*** Begin section ***
PR #494, opened 2022-12-08
AB#84331: Requests Controller

MoizIqbal97:
Ports over
- Request Controller from ADAC into admin areas
- Subsquent Models and Views
- Email Sender Service updates with its views


blargly (approved):

src/Submissions/Api/Areas/Admin/Controllers/RequestsController.cs
```diff
@@ -0,0 +1,399 @@
...
+  {
+    _networkService = networkService;
+    _organisationService = organisationService;
+    _userManager = userManager;
+    _tokenLog = tokenLog;
+    _emailService = emailService;
+    _mapper = mapper;
+  }
+
+  public async Task<ActionResult> Requests()
```
beforan, line 45: can't this just be `Index`, so the route is `/Requests` rather than `Requests/Requests`?
```suggestion
  public async Task<ActionResult> Index()
```

beforan: View name might need changing too

beforan (changes requested):

beforan (approved):

blargly (approved):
*** End section ***
Your answer should consist of all lines in the listing above that contain "Task".

**Answer to this problem**
+  public async Task<ActionResult> Requests()
  public async Task<ActionResult> Index()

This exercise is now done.